— Source data —
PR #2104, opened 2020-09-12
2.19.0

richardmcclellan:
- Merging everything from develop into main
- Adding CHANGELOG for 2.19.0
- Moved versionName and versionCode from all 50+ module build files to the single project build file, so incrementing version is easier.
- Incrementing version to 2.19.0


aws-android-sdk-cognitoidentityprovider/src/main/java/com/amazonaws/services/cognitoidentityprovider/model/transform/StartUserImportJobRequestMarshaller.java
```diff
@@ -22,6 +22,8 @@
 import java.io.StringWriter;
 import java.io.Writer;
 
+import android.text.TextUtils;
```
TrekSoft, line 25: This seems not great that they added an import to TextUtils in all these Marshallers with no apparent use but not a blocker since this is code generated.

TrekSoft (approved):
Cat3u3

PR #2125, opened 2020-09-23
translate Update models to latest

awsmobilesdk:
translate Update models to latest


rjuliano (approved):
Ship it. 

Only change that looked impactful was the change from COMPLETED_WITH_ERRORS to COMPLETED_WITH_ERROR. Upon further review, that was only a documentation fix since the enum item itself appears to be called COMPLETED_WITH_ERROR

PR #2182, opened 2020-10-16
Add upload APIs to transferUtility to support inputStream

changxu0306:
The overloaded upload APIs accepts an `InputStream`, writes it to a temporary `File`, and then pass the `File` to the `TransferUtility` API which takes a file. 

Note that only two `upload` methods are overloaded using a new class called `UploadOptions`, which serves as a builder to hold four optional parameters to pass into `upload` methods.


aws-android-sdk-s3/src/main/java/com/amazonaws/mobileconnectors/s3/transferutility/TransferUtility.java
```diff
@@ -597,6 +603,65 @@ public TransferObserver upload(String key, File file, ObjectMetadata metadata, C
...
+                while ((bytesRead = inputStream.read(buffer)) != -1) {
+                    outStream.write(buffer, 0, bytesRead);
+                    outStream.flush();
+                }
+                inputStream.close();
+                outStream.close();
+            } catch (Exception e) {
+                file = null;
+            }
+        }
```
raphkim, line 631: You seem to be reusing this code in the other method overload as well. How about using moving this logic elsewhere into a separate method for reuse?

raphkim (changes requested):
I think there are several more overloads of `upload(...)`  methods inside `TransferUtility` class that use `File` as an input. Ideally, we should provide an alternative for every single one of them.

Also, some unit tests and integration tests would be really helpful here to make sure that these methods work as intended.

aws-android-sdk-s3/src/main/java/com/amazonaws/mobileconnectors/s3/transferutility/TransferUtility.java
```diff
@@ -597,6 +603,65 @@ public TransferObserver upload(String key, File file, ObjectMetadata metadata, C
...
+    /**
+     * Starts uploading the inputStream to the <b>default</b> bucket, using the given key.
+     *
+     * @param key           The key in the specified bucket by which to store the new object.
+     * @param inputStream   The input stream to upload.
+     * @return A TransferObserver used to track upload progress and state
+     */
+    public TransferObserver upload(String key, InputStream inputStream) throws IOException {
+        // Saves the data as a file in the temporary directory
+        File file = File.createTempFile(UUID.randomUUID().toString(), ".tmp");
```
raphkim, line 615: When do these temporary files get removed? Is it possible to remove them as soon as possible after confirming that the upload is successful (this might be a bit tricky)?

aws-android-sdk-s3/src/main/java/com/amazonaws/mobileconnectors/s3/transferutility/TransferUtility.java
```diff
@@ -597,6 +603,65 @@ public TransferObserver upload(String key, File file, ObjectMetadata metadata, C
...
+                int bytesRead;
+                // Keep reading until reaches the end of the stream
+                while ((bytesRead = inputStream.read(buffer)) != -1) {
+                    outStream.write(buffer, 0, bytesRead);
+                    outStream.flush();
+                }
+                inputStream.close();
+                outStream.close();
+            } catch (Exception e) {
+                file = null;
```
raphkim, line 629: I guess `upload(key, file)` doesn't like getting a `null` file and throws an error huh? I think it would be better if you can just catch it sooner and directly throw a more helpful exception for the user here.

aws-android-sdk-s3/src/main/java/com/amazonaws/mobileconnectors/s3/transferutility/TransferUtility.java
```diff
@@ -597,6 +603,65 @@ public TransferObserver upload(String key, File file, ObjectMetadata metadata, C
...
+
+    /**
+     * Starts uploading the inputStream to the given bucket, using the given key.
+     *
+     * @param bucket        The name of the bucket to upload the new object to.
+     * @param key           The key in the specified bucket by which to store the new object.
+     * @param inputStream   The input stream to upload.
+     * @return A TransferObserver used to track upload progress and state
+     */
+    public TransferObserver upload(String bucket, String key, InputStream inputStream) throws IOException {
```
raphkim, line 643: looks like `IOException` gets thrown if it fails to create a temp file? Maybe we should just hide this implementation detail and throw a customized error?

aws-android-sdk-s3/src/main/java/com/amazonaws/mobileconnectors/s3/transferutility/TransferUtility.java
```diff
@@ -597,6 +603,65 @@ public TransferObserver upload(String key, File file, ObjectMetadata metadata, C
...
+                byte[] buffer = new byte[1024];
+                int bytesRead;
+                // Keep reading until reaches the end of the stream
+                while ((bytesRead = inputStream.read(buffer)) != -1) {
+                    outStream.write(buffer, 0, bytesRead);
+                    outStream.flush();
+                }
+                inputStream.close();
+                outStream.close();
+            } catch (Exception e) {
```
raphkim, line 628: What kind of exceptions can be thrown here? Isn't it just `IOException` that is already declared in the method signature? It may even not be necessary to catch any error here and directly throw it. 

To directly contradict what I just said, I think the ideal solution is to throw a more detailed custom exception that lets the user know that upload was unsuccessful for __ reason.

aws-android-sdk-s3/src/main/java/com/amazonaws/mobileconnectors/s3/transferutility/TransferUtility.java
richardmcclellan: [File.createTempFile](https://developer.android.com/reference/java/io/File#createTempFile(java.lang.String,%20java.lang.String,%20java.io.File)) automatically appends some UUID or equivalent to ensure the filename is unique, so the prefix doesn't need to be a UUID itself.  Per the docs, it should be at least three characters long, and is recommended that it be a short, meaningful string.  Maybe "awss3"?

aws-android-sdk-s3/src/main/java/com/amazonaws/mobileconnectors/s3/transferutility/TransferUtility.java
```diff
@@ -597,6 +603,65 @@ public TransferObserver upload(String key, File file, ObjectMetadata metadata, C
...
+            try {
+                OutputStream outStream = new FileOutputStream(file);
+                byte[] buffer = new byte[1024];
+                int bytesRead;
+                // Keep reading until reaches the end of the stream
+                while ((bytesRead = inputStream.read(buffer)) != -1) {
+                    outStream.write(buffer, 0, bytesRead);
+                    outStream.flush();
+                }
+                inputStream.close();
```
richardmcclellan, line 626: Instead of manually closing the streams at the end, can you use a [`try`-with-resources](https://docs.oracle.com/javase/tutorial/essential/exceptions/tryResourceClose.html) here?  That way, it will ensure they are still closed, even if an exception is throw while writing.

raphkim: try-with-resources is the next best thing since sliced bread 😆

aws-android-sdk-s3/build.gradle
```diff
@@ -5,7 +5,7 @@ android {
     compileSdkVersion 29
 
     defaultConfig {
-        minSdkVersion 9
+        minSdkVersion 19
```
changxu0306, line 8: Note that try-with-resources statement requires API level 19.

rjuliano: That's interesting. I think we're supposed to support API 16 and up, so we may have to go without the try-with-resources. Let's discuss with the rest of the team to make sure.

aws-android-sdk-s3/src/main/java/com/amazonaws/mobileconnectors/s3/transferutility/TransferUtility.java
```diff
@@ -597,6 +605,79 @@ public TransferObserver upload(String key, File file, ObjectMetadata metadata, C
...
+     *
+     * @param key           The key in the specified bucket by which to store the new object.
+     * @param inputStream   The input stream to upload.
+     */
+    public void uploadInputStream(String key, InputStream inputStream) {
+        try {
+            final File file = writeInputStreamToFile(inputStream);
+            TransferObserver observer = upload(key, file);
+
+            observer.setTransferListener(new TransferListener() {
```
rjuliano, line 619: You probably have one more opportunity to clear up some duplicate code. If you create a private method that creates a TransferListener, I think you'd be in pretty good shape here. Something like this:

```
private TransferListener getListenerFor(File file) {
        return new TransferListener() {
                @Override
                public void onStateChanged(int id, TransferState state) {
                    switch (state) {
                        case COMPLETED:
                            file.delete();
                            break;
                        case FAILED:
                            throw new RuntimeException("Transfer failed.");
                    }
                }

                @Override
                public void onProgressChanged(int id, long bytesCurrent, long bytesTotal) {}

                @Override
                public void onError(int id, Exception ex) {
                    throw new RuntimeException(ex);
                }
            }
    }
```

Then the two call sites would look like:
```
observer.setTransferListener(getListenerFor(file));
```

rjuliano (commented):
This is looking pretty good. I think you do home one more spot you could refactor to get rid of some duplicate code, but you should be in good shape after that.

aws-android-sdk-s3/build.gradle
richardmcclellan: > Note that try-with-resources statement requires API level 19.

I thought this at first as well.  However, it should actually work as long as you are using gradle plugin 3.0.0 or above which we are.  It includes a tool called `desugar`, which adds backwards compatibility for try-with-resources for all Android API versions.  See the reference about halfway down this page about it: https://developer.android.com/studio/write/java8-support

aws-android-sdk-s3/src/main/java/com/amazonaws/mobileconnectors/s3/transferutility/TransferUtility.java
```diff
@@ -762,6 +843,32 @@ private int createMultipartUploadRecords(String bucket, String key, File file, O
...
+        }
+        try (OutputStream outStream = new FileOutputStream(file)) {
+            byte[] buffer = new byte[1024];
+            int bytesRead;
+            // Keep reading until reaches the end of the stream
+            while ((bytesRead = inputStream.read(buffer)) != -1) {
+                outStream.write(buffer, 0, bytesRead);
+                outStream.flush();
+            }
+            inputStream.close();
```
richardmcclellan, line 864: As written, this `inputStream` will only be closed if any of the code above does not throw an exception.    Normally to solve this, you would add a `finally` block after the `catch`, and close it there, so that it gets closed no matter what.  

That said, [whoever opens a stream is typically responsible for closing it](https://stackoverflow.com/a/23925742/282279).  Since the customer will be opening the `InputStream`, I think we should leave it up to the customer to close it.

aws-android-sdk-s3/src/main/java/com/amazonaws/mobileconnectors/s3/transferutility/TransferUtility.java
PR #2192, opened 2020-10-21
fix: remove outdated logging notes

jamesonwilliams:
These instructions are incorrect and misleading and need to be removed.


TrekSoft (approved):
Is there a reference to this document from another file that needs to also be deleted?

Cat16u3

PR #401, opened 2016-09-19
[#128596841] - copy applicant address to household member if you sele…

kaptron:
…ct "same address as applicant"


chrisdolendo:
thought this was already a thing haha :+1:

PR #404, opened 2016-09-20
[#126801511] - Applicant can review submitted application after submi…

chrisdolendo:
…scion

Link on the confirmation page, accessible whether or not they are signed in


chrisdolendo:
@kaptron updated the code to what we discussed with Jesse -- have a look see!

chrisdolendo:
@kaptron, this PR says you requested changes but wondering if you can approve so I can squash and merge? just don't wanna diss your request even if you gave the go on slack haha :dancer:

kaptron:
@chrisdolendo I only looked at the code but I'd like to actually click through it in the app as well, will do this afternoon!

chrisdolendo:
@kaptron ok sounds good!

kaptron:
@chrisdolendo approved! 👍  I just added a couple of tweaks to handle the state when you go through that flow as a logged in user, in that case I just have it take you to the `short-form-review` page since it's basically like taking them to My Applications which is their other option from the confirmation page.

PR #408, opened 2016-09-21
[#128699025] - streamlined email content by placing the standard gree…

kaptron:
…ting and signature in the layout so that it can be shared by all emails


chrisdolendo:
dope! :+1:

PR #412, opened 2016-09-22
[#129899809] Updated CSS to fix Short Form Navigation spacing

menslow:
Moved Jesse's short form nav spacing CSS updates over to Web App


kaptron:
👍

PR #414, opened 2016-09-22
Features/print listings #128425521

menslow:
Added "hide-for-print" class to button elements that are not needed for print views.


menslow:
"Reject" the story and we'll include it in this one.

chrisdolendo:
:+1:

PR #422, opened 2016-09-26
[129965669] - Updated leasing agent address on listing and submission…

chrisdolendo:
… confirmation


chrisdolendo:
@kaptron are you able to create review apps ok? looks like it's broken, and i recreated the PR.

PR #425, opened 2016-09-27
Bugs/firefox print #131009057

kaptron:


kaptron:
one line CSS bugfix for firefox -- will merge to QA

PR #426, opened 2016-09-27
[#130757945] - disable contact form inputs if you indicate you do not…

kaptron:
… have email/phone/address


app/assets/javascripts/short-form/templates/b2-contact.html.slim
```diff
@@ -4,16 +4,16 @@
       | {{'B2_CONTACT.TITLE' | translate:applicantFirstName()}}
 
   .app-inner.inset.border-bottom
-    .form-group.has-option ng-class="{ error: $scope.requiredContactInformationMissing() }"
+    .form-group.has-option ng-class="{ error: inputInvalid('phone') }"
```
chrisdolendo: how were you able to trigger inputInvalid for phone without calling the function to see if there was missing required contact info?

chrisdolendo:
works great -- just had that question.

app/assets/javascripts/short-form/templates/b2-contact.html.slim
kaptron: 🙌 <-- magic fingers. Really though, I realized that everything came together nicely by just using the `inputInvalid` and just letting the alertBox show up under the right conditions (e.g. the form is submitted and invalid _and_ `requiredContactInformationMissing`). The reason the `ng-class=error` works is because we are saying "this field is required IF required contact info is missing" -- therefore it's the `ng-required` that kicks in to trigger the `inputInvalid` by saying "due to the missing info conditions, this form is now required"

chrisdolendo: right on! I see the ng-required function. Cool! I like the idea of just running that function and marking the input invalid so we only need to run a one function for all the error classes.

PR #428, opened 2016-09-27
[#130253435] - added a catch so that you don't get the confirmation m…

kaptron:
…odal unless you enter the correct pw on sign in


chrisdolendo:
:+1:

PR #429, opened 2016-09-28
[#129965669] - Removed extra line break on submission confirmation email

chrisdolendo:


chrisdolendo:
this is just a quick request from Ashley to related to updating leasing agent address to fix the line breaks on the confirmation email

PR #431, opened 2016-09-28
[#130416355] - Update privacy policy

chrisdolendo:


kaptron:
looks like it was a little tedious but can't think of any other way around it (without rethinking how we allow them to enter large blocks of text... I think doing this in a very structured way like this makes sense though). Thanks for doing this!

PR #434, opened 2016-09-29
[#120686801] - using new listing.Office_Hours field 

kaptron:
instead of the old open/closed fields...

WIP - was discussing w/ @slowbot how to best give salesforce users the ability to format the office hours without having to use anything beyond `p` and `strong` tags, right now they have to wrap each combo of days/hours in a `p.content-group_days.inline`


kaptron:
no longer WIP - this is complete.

— Task to complete —
The reply should be nothing but the number of lines in the listing above that include "helpful".

— Written reply —
2